* **Exercise requirements**:
Your answer should be the lines below from the one holding "One of the usecases" through the one holding "Let's understand our", copied exactly and with nothing else.

(Saved entries)
Issue #1830, opened 2022-03-07
AdvancedOptionsViewController in Demo App project isn't functional


glennposadas:
The controller just doesn't work. I'm trying to learn how to use stream chat by using my own keys and tokens so I thought this advanced option is a good thing but isn't completed yet.

<img width="869" alt="Screen Shot 2022-03-08 at 1 52 33 AM" src="https://user-images.githubusercontent.com/12502679/157090001-412eaa85-3847-43da-a264-b85bce493054.png">

Also, I have a side question. The Stream can be possibly integrated into an Objective-C project, yes?

Thanks!

nuno-vieira:
Hi @glennposadas!

Thank you for opening the issue!
We will investigate this as soon as we can and will get back to you 👍

> Also, I have a side question. The Stream can be possibly integrated into an Objective-C project, yes?
Yes in theory it should. But we don't have many customers with Obj-C projects, so maybe you can find minor problems. But if you do, please open an issue here and we will get that fixed for sure 🙂 

Best,
Nuno

glennposadas:
Thanks, Nuno!

PR #1906, opened 2022-04-07
[CIS-1555] Fix crash when changing users within an active chat

b-onc:
### 🔗 Issue Link
CIS-1555 (see the zendesk ticket related to this)

### 🎯 Goal

One of the usecases we support is: app opens with guest/anonymous user, which can send/read messages. At one point, user can login and become a signed in user, without reloading the chat screen

### 🛠 Implementation

Let's understand our DB cleanup mechanism first.
When a new user logs in, we call `databaseContainer.removeAllData(force: true)` non-force clean is not implemented, and it's not clear what it'll be. Perhaps it'll only remove user-related data (such as removing only `CurrentUserDTO` but keeping channels/messages intact). Anyways, it's not the point of this PR.

`removeAllData` rips out the underlying DB file. In this case, none of the DB observers will get `object deleted` notification, because we don't play by the CoreData rules. We "workaround" this by sending our own "willDelete" and "didDelete" notifications.

`willDelete` prepares `delete` events for all the objects we're currently aware of (in the context of observer)
`didDelete` notification is sent _after_ the DB file is removed. This causes the `delete` events to be published to the observing object.

This is where it gets fun. Whenever an update is published from observers (`EntityChangeObserver` or `ListChangeObserver`), we call `asModel` on the DTO, lazily. Since the DTO is deleted, all fields are reset: strings are "", numbers are 0. `Date`s are different: if we try to get the `Date` from an erased object, we get
```swift
Date._unconditionallyBridgeFromObjectiveC(_:)
```
our beloved crash.

The solution is to publish the changes _before_ the underlying DTOs are deleted, so calling `asModel` on them succeeds. The DTOs are removed immediately after the changes are published.

### 🧪 Testing

First, checkout the first commit of this repo. It adds the possibility of logging in as `anonymous` and `guest` users.
Due to our app configuration, anonymous users don't see any channels. So:
1. Login as guest user. ID doesn't matter, leave it empty, defaults to `guest`
1. Open the first channel you see
1. Tap the debug icon in the navigation bar.
1. Tap "switch user"
1. Select any member
You'll see the `Date` crash.

Now, checkout the final commit, and follow the same steps. The chat screen will remove all messages and load them again, without any crash.

### 🎉 GIF

Simulator Screen Recording - iPhone 13 Pro - 2022-04-07 at 17 40 36

### ☑️ Contributor Checklist

### DIFF
--- a/DemoApp/LoginViewController.swift
+++ b/DemoApp/LoginViewController.swift
@@ -41,7 +41,7 @@ class LoginViewController: UIViewController {
     @IBOutlet var tableView: UITableView!
     var didRequestChatPresentation: ((DemoUserType) -> Void)!
     
-    let builtInUsers = UserCredentials.builtInUsers
+    let users: [DemoUserType] = UserCredentials.builtInUsers.map { DemoUserType.credentials($0) } + [.guest("guest"), .anonymous]
     
     override func viewDidLoad() {
         super.viewDidLoad()
@@ -75,48 +75,42 @@ class LoginViewController: UIViewController {
 
 extension LoginViewController: UITableViewDelegate, UITableViewDataSource {
     func tableView(_ tableView: UITableView, numberOfRowsInSection section: Int) -> Int {
-        builtInUsers.count + 3 // +1 for the last static cell
+        users.count
     }
     
     func tableView(_ tableView: UITableView, cellForRowAt indexPath: IndexPath) -> UITableViewCell {
         let cell = tableView.dequeueReusableCell(withIdentifier: "cell", for: indexPath) as! UserCredentialsCell
         
-        if indexPath.row == builtInUsers.count {
-            // Anonymous user
-            cell.nameLabel.text = "Anonymous user"
-            cell.descriptionLabel.text = ""
-            cell.avatarView.image = UIImage(systemName: "person")
+        let user = users[indexPath.row]
+        
+        switch user {
+        case let .credentials(userCredentials):
+            Nuke.loadImage(with: userCredentials.avatarURL, into: cell.avatarView)
             cell.avatarView.backgroundColor = .clear
-        } else if indexPath.row == builtInUsers.count + 1 {
-            // Guest user
+            cell.nameLabel.text = userCredentials.name
+            cell.descriptionLabel.text = "Stream test user"
+        case .guest:
             cell.nameLabel.text = "Guest user"
             cell.descriptionLabel.text = "user id: guest"
             cell.avatarView.image = UIImage(systemName: "person.fill")
             cell.avatarView.backgroundColor = .clear
-        } else if indexPath.row == builtInUsers.count + 2 {
-            // Advanced options
-            cell.nameLabel.text = "Advanced Options"
-            cell.descriptionLabel.text = "Custom settings"
-            cell.avatarView.image = UIImage(named: "advanced_settings")
+        case .anonymous:
+            cell.nameLabel.text = "Anonymous user"
+            cell.descriptionLabel.text = ""
+            cell.avatarView.image = UIImage(systemName: "person")
             cell.avatarView.backgroundColor = .clear
-        } else {
-            // Normal cell
-            let user = builtInUsers[indexPath.row]
-            Nuke.loadImage(with: user.avatarURL, into: cell.avatarView)
-            cell.avatarView.backgroundColor = .clear
-            cell.nameLabel.text = user.name
-            cell.descriptionLabel.text = "Stream test user"
         }
                 
         return cell
     }
     
     func tableView(_ tableView: UITableView, didSelectRowAt indexPath: IndexPath) {
-        if indexPath.row == builtInUsers.count {
-            // Anonymous user
-            didRequestChatPresentation(.anonymous)
-        } else if indexPath.row == builtInUsers.count + 1 {
-            // Guest user
+        let user = users[indexPath.row]
+        
+        switch user {
+        case .credentials, .anonymous:
+            didRequestChatPresentation(user)
+        case .guest:
             presentAlert(title: "Input a user id", message: nil, textFieldPlaceholder: "guest") { [weak self] userId in
                 if let userId = userId, !userId.isEmpty {
                     self?.didRequestChatPresentation(.guest(userId))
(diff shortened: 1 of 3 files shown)


nuno-vieira (changes requested):
Nice findings 👍  But the app is not working as expected in some scenarios:

**Scenario 1:**
1. Open app with User 1
2. Switch to User 2
3. List only has 1 item

https://user-images.githubusercontent.com/12814114/162274523-8ba1643d-fe41-4e62-bf46-0fd956865d54.mp4

 **Scenario 2:**
 1. Open app with User 1
 2. Logout
 3. Open app with User 2
 4. Channel List is empty and chat client is disconnected

This is not always reproducible, but in the video below you can see it is reproducible the second time:

https://user-images.githubusercontent.com/12814114/162274770-37588154-4b17-4680-9cad-68a5998a5f97.mp4

Although the PR looks good overall, I'm requesting changes since it is failing QA 👍

DemoApp/LoginViewController.swift
```diff
@@ -75,19 +75,30 @@ class LoginViewController: UIViewController {
...
+            cell.avatarView.image = UIImage(systemName: "person.fill")
+            cell.avatarView.backgroundColor = .clear
+        } else if indexPath.row == builtInUsers.count + 2 {
+            // Advanced options
             cell.nameLabel.text = "Advanced Options"
             cell.descriptionLabel.text = "Custom settings"
             cell.avatarView.image = UIImage(named: "advanced_settings")
-            cell.avatarView.backgroundColor = .systemGray
-            
+            cell.avatarView.backgroundColor = .clear
```
nuno-vieira, line 101: We probably can leverage `DemoUserType` and have the data of this table view be:

`var users: [DemoUserType]`

And maybe introduce a new type `DemoUserType.custom(...)`

With this, all the data of the table is derived from this property, and we don't need hard coded counts etc...

DemoApp/LoginViewController.swift
```diff
@@ -101,12 +112,24 @@ extension LoginViewController: UITableViewDelegate, UITableViewDataSource {
...
+        } else if indexPath.row == builtInUsers.count + 1 {
+            // Guest user
+            presentAlert(title: "Input a user id", message: nil, textFieldPlaceholder: "guest") { [weak self] userId in
+                if let userId = userId, !userId.isEmpty {
+                    self?.didRequestChatPresentation(.guest(userId))
+                } else {
+                    self?.didRequestChatPresentation(.guest("guest"))
+                }
+            }
+        } else if indexPath.row == builtInUsers.count + 2 {
```
nuno-vieira, line 127: As mentioned before, the enums will also make this easier. Right now it is very fragile, if add new options, it will be required to change all these hardcoded values.

nuno-vieira:
It seems that this is fixing CIS-1743 and CIS-1741 as well 👌 That's great news!

Sources/StreamChatUI/ChatChannelList/ChatChannelListVC.swift
```diff
@@ -315,7 +315,10 @@ open class ChatChannelListVC: _ViewController,
             completion: { _ in
                 // Move changes from NSFetchController also can mean an update of the content.
                 // Since a `moveItem` in collections do not update the content of the cell, we need to reload those cells.
-                self.collectionView.reloadItems(at: Array(indices.move.map(\.toIndex)))
+                let moveIndexes = Array(indices.move.map(\.toIndex))
+                if !moveIndexes.isEmpty {
+                    self.collectionView.reloadItems(at: Array(indices.move.map(\.toIndex)))
+                }
```
nuno-vieira, line 321:
```suggestion
                let moveIndexes = Array(indices.move.map(\.toIndex))
                if !moveIndexes.isEmpty {
                    self.collectionView.reloadItems(at: moveIndexes)
                }
```

evsaev (commented):
Great find with models evaluated after the deletion 👏 

Just wanna point out that when the channel list is shown, switching a user is not only about reconnecting `ChatClient` but also about updating the channel list query (e.g. if the filter contains a condition involving current user) of existed LLC controller OR building the new LLC controller with the new query and feeding it into `ChatChannelListVC`.

I'm happy with LLC changes but adding `switch user` option to DemoApp would involve some extra efforts before we can make it part of the pubic-facing application.

b-onc:
@evsaev Good point. I've iterated over these ideas:
1. `switch user` re-creates the view hierarchy
In this case, our filters are correct, but the bug is not reproducible.
2. `switch user` just switches user
As you point out, filters are not correct. Our VCs are not designed for this use case. For example, changing `controller` in `ChannelListVC` doesn't have any affect in its own. You have to call `synchronize` and `delegate = vc` on it separately. I didn't implement `didSet` on the `controller` in this PR to keep the scope limited. 

Logging in with anonymous or guest user creates the channel list with `type equals messaging` filter, so changing user after logging in as guest still works to some degree. The usecase this PR is showing is being used in production. As you said, logging in with a user and then switching to another user, channel list is not going to be correct. We can't avoid this without making the scope bigger.

b-onc:
@nuno-vieira Scenario 1 is the "issue" @evsaev described above. See my comment above.
Scenario 2 is not related to this PR. Chewbacca is a deleted user, you get the same screen testing in develop. We don't currently handle deleted user logins correctly.

DemoApp/LoginViewController.swift
b-onc: Did you know that "Advanced Options" didn't work at all? Like, the button is not wired 😂 I didn't know!
I'll switch to using enums and remove "Advanced Options" for now

nuno-vieira: We already have that issue reported: https://stream-io.atlassian.net/browse/CIS-1633 https://github.com/GetStream/stream-chat-swift/issues/1830

nuno-vieira: Not sure if it is a good idea to remove that. Is that much work to wire that button? Or leave it non wired then 🤔

nuno-vieira:
> @evsaev Good point. I've iterated over these ideas:
> 
> 1. `switch user` re-creates the view hierarchy
>    In this case, our filters are correct, but the bug is not reproducible.
> 2. `switch user` just switches user
>    As you point out, filters are not correct. Our VCs are not designed for this use case. For example, changing `controller` in `ChannelListVC` doesn't have any affect in its own. You have to call `synchronize` and `delegate = vc` on it separately. I didn't implement `didSet` on the `controller` in this PR to keep the scope limited.
> 
> Logging in with anonymous or guest user creates the channel list with `type equals messaging` filter, so changing user after logging in as guest still works to some degree. The usecase this PR is showing is being used in production. As you said, logging in with a user and then switching to another user, channel list is not going to be correct. We can't avoid this without making the scope bigger.

Can't we just recreate the ChatChannetListVC in this case? Merging this with the current issue is not a good idea, since it will be easily reproducible by clients.

bielikb (approved):
QA'd. This looks neat.

Thanks for adding the new capabilities to the Demo App!

b-onc:
Closing this since it's incomplete. Will open a new PR for this ticket.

* **Solution**:
One of the usecases we support is: app opens with guest/anonymous user, which can send/read messages. At one point, user can login and become a signed in user, without reloading the chat screen

### 🛠 Implementation

Let's understand our DB cleanup mechanism first.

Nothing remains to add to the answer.